(Data listing begins)
PR #6607, opened 2023-08-05
feat(indexer): Index OptimismPortal & L2ToL1MP Txs

hamdiallam:
The standard bridge table marks the `cross_domain_messenger_nonce` as optional to allow entries to be created for ETH sends directly to the OptimismPortal/L2ToL1MP contracts. This allows our bridge API to serve both cases for bridging ETH.

Changes:
- Process optimism portal and l2tol2mp transactions
- Reuse the `withdrawal_hash` and the `source_hash` as primary keys for the StandardBridge deposits table
- E2E tests

Part of ethereum-optimism/devx#26


hamdiallam:
* develop
  * **PR #6615** <a href="https://app.graphite.dev/github/pr/ethereum-optimism/optimism/6615" target="_blank">Graphite</a> 
    * **PR #6607** <a href="https://app.graphite.dev/github/pr/ethereum-optimism/optimism/6607" target="_blank">Graphite</a>  👈
      * **PR #6608** <a href="https://app.graphite.dev/github/pr/ethereum-optimism/optimism/6608" target="_blank">Graphite</a> 

This comment was auto-generated by [Graphite](https://app.graphite.dev/github/pr/ethereum-optimism/optimism/6607?utm_source=stack-comment).

indexer/processor/encoding.go
```diff
@@ -0,0 +1,24 @@
+package processor
+
+import (
+	"encoding/binary"
+	"math/big"
+)
+
+// DecodeVersionNonce is an re-implementation of Encoding.sol#decodeVersionedNonce.
+// If the nonce is greater than 32 bytes (solidity uint256), bytes [32:] are ignored
```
(Data listing ends)
• [Your objective]: Among the entries above, copy exactly only the lines starting with the one containing "The standard bridge" and going through the one containing "- Process optimism", both ends included.

• [Exercise result]:
The standard bridge table marks the `cross_domain_messenger_nonce` as optional to allow entries to be created for ETH sends directly to the OptimismPortal/L2ToL1MP contracts. This allows our bridge API to serve both cases for bridging ETH.

Changes:
- Process optimism portal and l2tol2mp transactions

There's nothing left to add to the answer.